- PROBLEM STATEMENT
Nothing but the data, repeated exactly, belongs in the answer.
---+---
PR #438, opened 2020-07-28
Split token file by any whitespace after the colon, not just a space

sisou:
With the current parser logic, only tokens and servers that are separated by _exactly_ a colon and a space `: ` are detected as tokens. But when formatting one's token file with tabs, this breaks.

This commit changes the split characters to be a regular expression that matches all forms of whitespace, including spaces and tabs.

### DIFF
--- a/websockify/token_plugins.py
+++ b/websockify/token_plugins.py
@@ -1,6 +1,7 @@
 from __future__ import print_function
 import os
 import sys
+import re
 
 class BasePlugin(object):
     def __init__(self, src):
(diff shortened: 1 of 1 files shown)


CendioOssman:
Sounds sensible. Do you think you could add a unit test as well to make sure this behaviour is preserved in the future?

CendioOssman:
Ping @sisou .

sisou:
I am not familiar with Python testing. How does this library's tests work? I cannot find documentation about it. Can you give me a pointer on how to get started, what test to adapt maybe?

samhed:
There are some unittests for token in `tests/test_websocketproxy.py`, you could look at those.

PR #441, opened 2020-08-25
Use GitHub's recommended .gitignore file for Python projects

vuzdemav:
Taken from https://github.com/github/gitignore/blob/master/Python.gitignore

### DIFF
--- a/.gitignore
+++ b/.gitignore
@@ -6,4 +6,7 @@
 target.cfg
 target.cfg.d
 .tox
+
+build/
+dist/
 *.egg-info


vuzdemav:
Actually all I wanted for myself was to add the `build/` and `dist/` directories created by `setup.py`, but I thought it is a good idea to use this template in case it is useful for others.

samhed:
I'm not sure I understand the purpose of having a generic .gitignore like that? I'd prefer to have a specific one for each project, to avoid confusions.

CendioOssman:
Yeah, I agree. This seems wildly excessive for our small project.

@vuzdemav, please adjust this PR with just the things that you were seeing and we'll add those.

vuzdemav:
I updated so that now it only adds `build/` and `dist/`

PR #455, opened 2020-10-21
fixed a bug in the function of send_frames.

codehasbug:
Today, I found a bug when I use the latest noVNC lib. Those are error pictures. When I use the another computer connect to host:port/websockify, it does not work well.
截图_2020-10-21_16-51-09

Due to a mouth ago, I had builded a test service. So, I check the code of websockify.
I discovered the $PRO_DIR/websockify/websockifyserver.py has a problem in function of send_frames.
In this part of the function, it send self.send_parts[0], but to pop the self.send_parts[end]. So, I did a small changed for it. Now it works well.

### DIFF
--- a/websockify/websockifyserver.py
+++ b/websockify/websockifyserver.py
@@ -149,10 +149,13 @@ class WebSockifyRequestHandler(WebSocketRequestHandlerMixIn, SimpleHTTPRequestHa
         while self.send_parts:
             # Send pending frames
             try:
-                self.request.sendmsg(self.send_parts.pop(0))
+                # send the first frame.
+                self.request.sendmsg(self.send_parts[0])
             except WebSocketWantWriteError:
                 self.print_traffic("<.")
                 return True
+            # pop the first frame. I think `self.send_parts.pop()` is incorrect. because the frame does not sended.
+            self.send_parts.pop(0)
             self.print_traffic("<")
 
         return False
--- a/websockify/websockifyserver.py
+++ b/websockify/websockifyserver.py
@@ -149,11 +149,10 @@ class WebSockifyRequestHandler(WebSocketRequestHandlerMixIn, SimpleHTTPRequestHa
         while self.send_parts:
             # Send pending frames
             try:
-                self.request.sendmsg(self.send_parts[0])
+                self.request.sendmsg(self.send_parts.pop(0))
             except WebSocketWantWriteError:
                 self.print_traffic("<.")
                 return True
-            self.send_parts.pop()
             self.print_traffic("<")
 
         return False


CendioOssman:
I'm afraid there must be something else that is broken as that is the correct way to use the API. Do you think you can have a look at `websocket.py` instead and see where things go wrong?

codehasbug:
I will check it later, but I have a question. Why do we write it this way(look at the picture)? Does the infrastructure have change? thank you. @CendioOssman
the diff

codehasbug:
And I think we just send the same element(the first) right now. If it is right, I am confused.
---原始邮件---
发件人:&quot;Pierre Ossman (Work account)&quot;<notifications@github.com&gt;
发送时间:2020年10月21日 星期三 下午6:52
收件人:&quot;novnc/websockify&quot;<websockify@noreply.github.com&gt;
抄送:&quot;JasonYang&quot;<1960228744@qq.com&gt;;&quot;Author&quot;<author@noreply.github.com&gt;
主题:Re: [novnc/websockify] fixed a bug in the function of send_frames. (#455)



I&#39;m&nbsp;afraid&nbsp;there&nbsp;must&nbsp;be&nbsp;something&nbsp;else&nbsp;that&nbsp;is&nbsp;broken&nbsp;as&nbsp;that&nbsp;is&nbsp;the&nbsp;correct&nbsp;way&nbsp;to&nbsp;use&nbsp;the&nbsp;API.&nbsp;Do&nbsp;you&nbsp;think&nbsp;you&nbsp;can&nbsp;have&nbsp;a&nbsp;look&nbsp;atwebsocket.pyinstead&nbsp;and&nbsp;see&nbsp;where&nbsp;things&nbsp;go&nbsp;wrong?

&mdash;
You&nbsp;are&nbsp;receiving&nbsp;this&nbsp;because&nbsp;you&nbsp;authored&nbsp;the&nbsp;thread.
Reply&nbsp;to&nbsp;this&nbsp;email&nbsp;directly,view&nbsp;it&nbsp;on&nbsp;GitHub,&nbsp;orunsubscribe.

CendioOssman:
To better match the SSLSocket and Socket APIs we mimic. Generally if something throws an exception or returns an error, then it didn't perform the desired action and you need to try again. So it's more reasonable to assume the data was not sent if an error was reported.

codehasbug:
> To better match the SSLSocket and Socket APIs we mimic. Generally if something throws an exception or returns an error, then it didn't perform the desired action and you need to try again. So it's more reasonable to assume the data was not sent if an error was reported.

Oh, I understand your mind. So, I did the pop later. But the issue is the sentence `self.send_parts.pop()`. It should be `self.send_parts.pop(0)`. For instance, we have a List [ 1, 2, 3, 4, 5 ] and we have to send them. If the sentence is `self.send_parts.pop()`, we will send 1 1 1 1 1. If the sentence is `self.send_parts.pop(0)`, we will send 1 2 3 4 5.

And I have checked `websocket.py` it just had some small changed, I cannot found any errors. In my opinion, It was just a careless mistake, to change `self.send_parts.pop()` to `self.send_parts.pop(0)`. it will be OK.

CendioOssman:
Ah. Good catch. Could I also bother you with trying to write a unit test so this issue doesn't reappear?

codehasbug:
> Ah. Good catch. Could I also bother you with trying to write a unit test so this issue doesn't reappear?

Sure. I write it later. If I finish it, I'll submit it.

CendioOssman:
Merged as 2b44803f83628656720537325606b55536d8108c. Thanks for you help here.

PR #472, opened 2021-01-27
Added exp claim for JWT token

jprietove:
Currently, JWT tokens are reusable and can be intercepted. By using Expiration Time registered claim, it is possible to let expire them.


CendioOssman:
Looks good. Is there also a start time we should check to protect against clock sync issues?

jprietove:
Yes, according to RFC 7519 section 4.1.5, there is 'nbf' Not Before
[https://tools.ietf.org/html/rfc7519#section-4.1](url)

PR #474, opened 2021-01-30
Simplify Windows instructions

patrakov:
The existing instructions reference a `noVNC Websocket Service.exe` file that either needs to be compiled or is [hard to find](https://github.com/downloads/kanaka/websockify/Websockify%20Windows%20Service.zip) because the downloads were not moved to the new project. It is also flagged by Firefox as something rarely downloaded (hinting at "possibly malicious"). For me, it didn't work on Windows 10 (starting the service takes forever). Also, it references `websockify.exe`, which is also hard to produce from a git checkout. The copies of `websockify.exe` available online (e.g. [this](https://gitee.com/forsrc/websockify-win)) have a crippling bug, they allow only one concurrent connection. And even then, the instructions fail to mention how to configure the firewall exception which would obviously be needed.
---+---
- YOUR RESPONSE
PR #438, opened 2020-07-28
Split token file by any whitespace after the colon, not just a space

sisou:
With the current parser logic, only tokens and servers that are separated by _exactly_ a colon and a space `: ` are detected as tokens. But when formatting one's token file with tabs, this breaks.

This commit changes the split characters to be a regular expression that matches all forms of whitespace, including spaces and tabs.

### DIFF
--- a/websockify/token_plugins.py
+++ b/websockify/token_plugins.py
@@ -1,6 +1,7 @@
 from __future__ import print_function
 import os
 import sys
+import re
 
 class BasePlugin(object):
     def __init__(self, src):
(diff shortened: 1 of 1 files shown)


CendioOssman:
Sounds sensible. Do you think you could add a unit test as well to make sure this behaviour is preserved in the future?

CendioOssman:
Ping @sisou .

sisou:
I am not familiar with Python testing. How does this library's tests work? I cannot find documentation about it. Can you give me a pointer on how to get started, what test to adapt maybe?

samhed:
There are some unittests for token in `tests/test_websocketproxy.py`, you could look at those.

PR #441, opened 2020-08-25
Use GitHub's recommended .gitignore file for Python projects

vuzdemav:
Taken from https://github.com/github/gitignore/blob/master/Python.gitignore

### DIFF
--- a/.gitignore
+++ b/.gitignore
@@ -6,4 +6,7 @@
 target.cfg
 target.cfg.d
 .tox
+
+build/
+dist/
 *.egg-info


vuzdemav:
Actually all I wanted for myself was to add the `build/` and `dist/` directories created by `setup.py`, but I thought it is a good idea to use this template in case it is useful for others.

samhed:
I'm not sure I understand the purpose of having a generic .gitignore like that? I'd prefer to have a specific one for each project, to avoid confusions.

CendioOssman:
Yeah, I agree. This seems wildly excessive for our small project.

@vuzdemav, please adjust this PR with just the things that you were seeing and we'll add those.

vuzdemav:
I updated so that now it only adds `build/` and `dist/`

PR #455, opened 2020-10-21
fixed a bug in the function of send_frames.

codehasbug:
Today, I found a bug when I use the latest noVNC lib. Those are error pictures. When I use the another computer connect to host:port/websockify, it does not work well.
截图_2020-10-21_16-51-09

Due to a mouth ago, I had builded a test service. So, I check the code of websockify.
I discovered the $PRO_DIR/websockify/websockifyserver.py has a problem in function of send_frames.
In this part of the function, it send self.send_parts[0], but to pop the self.send_parts[end]. So, I did a small changed for it. Now it works well.

### DIFF
--- a/websockify/websockifyserver.py
+++ b/websockify/websockifyserver.py
@@ -149,10 +149,13 @@ class WebSockifyRequestHandler(WebSocketRequestHandlerMixIn, SimpleHTTPRequestHa
         while self.send_parts:
             # Send pending frames
             try:
-                self.request.sendmsg(self.send_parts.pop(0))
+                # send the first frame.
+                self.request.sendmsg(self.send_parts[0])
             except WebSocketWantWriteError:
                 self.print_traffic("<.")
                 return True
+            # pop the first frame. I think `self.send_parts.pop()` is incorrect. because the frame does not sended.
+            self.send_parts.pop(0)
             self.print_traffic("<")
 
         return False
--- a/websockify/websockifyserver.py
+++ b/websockify/websockifyserver.py
@@ -149,11 +149,10 @@ class WebSockifyRequestHandler(WebSocketRequestHandlerMixIn, SimpleHTTPRequestHa
         while self.send_parts:
             # Send pending frames
             try:
-                self.request.sendmsg(self.send_parts[0])
+                self.request.sendmsg(self.send_parts.pop(0))
             except WebSocketWantWriteError:
                 self.print_traffic("<.")
                 return True
-            self.send_parts.pop()
             self.print_traffic("<")
 
         return False


CendioOssman:
I'm afraid there must be something else that is broken as that is the correct way to use the API. Do you think you can have a look at `websocket.py` instead and see where things go wrong?

codehasbug:
I will check it later, but I have a question. Why do we write it this way(look at the picture)? Does the infrastructure have change? thank you. @CendioOssman
the diff

codehasbug:
And I think we just send the same element(the first) right now. If it is right, I am confused.
---原始邮件---
发件人:&quot;Pierre Ossman (Work account)&quot;<notifications@github.com&gt;
发送时间:2020年10月21日 星期三 下午6:52
收件人:&quot;novnc/websockify&quot;<websockify@noreply.github.com&gt;
抄送:&quot;JasonYang&quot;<1960228744@qq.com&gt;;&quot;Author&quot;<author@noreply.github.com&gt;
主题:Re: [novnc/websockify] fixed a bug in the function of send_frames. (#455)



I&#39;m&nbsp;afraid&nbsp;there&nbsp;must&nbsp;be&nbsp;something&nbsp;else&nbsp;that&nbsp;is&nbsp;broken&nbsp;as&nbsp;that&nbsp;is&nbsp;the&nbsp;correct&nbsp;way&nbsp;to&nbsp;use&nbsp;the&nbsp;API.&nbsp;Do&nbsp;you&nbsp;think&nbsp;you&nbsp;can&nbsp;have&nbsp;a&nbsp;look&nbsp;atwebsocket.pyinstead&nbsp;and&nbsp;see&nbsp;where&nbsp;things&nbsp;go&nbsp;wrong?

&mdash;
You&nbsp;are&nbsp;receiving&nbsp;this&nbsp;because&nbsp;you&nbsp;authored&nbsp;the&nbsp;thread.
Reply&nbsp;to&nbsp;this&nbsp;email&nbsp;directly,view&nbsp;it&nbsp;on&nbsp;GitHub,&nbsp;orunsubscribe.

CendioOssman:
To better match the SSLSocket and Socket APIs we mimic. Generally if something throws an exception or returns an error, then it didn't perform the desired action and you need to try again. So it's more reasonable to assume the data was not sent if an error was reported.

codehasbug:
> To better match the SSLSocket and Socket APIs we mimic. Generally if something throws an exception or returns an error, then it didn't perform the desired action and you need to try again. So it's more reasonable to assume the data was not sent if an error was reported.

Oh, I understand your mind. So, I did the pop later. But the issue is the sentence `self.send_parts.pop()`. It should be `self.send_parts.pop(0)`. For instance, we have a List [ 1, 2, 3, 4, 5 ] and we have to send them. If the sentence is `self.send_parts.pop()`, we will send 1 1 1 1 1. If the sentence is `self.send_parts.pop(0)`, we will send 1 2 3 4 5.

And I have checked `websocket.py` it just had some small changed, I cannot found any errors. In my opinion, It was just a careless mistake, to change `self.send_parts.pop()` to `self.send_parts.pop(0)`. it will be OK.

CendioOssman:
Ah. Good catch. Could I also bother you with trying to write a unit test so this issue doesn't reappear?

codehasbug:
> Ah. Good catch. Could I also bother you with trying to write a unit test so this issue doesn't reappear?

Sure. I write it later. If I finish it, I'll submit it.

CendioOssman:
Merged as 2b44803f83628656720537325606b55536d8108c. Thanks for you help here.

PR #472, opened 2021-01-27
Added exp claim for JWT token

jprietove:
Currently, JWT tokens are reusable and can be intercepted. By using Expiration Time registered claim, it is possible to let expire them.


CendioOssman:
Looks good. Is there also a start time we should check to protect against clock sync issues?

jprietove:
Yes, according to RFC 7519 section 4.1.5, there is 'nbf' Not Before
[https://tools.ietf.org/html/rfc7519#section-4.1](url)

PR #474, opened 2021-01-30
Simplify Windows instructions

patrakov:
The existing instructions reference a `noVNC Websocket Service.exe` file that either needs to be compiled or is [hard to find](https://github.com/downloads/kanaka/websockify/Websockify%20Windows%20Service.zip) because the downloads were not moved to the new project. It is also flagged by Firefox as something rarely downloaded (hinting at "possibly malicious"). For me, it didn't work on Windows 10 (starting the service takes forever). Also, it references `websockify.exe`, which is also hard to produce from a git checkout. The copies of `websockify.exe` available online (e.g. [this](https://gitee.com/forsrc/websockify-win)) have a crippling bug, they allow only one concurrent connection. And even then, the instructions fail to mention how to configure the firewall exception which would obviously be needed.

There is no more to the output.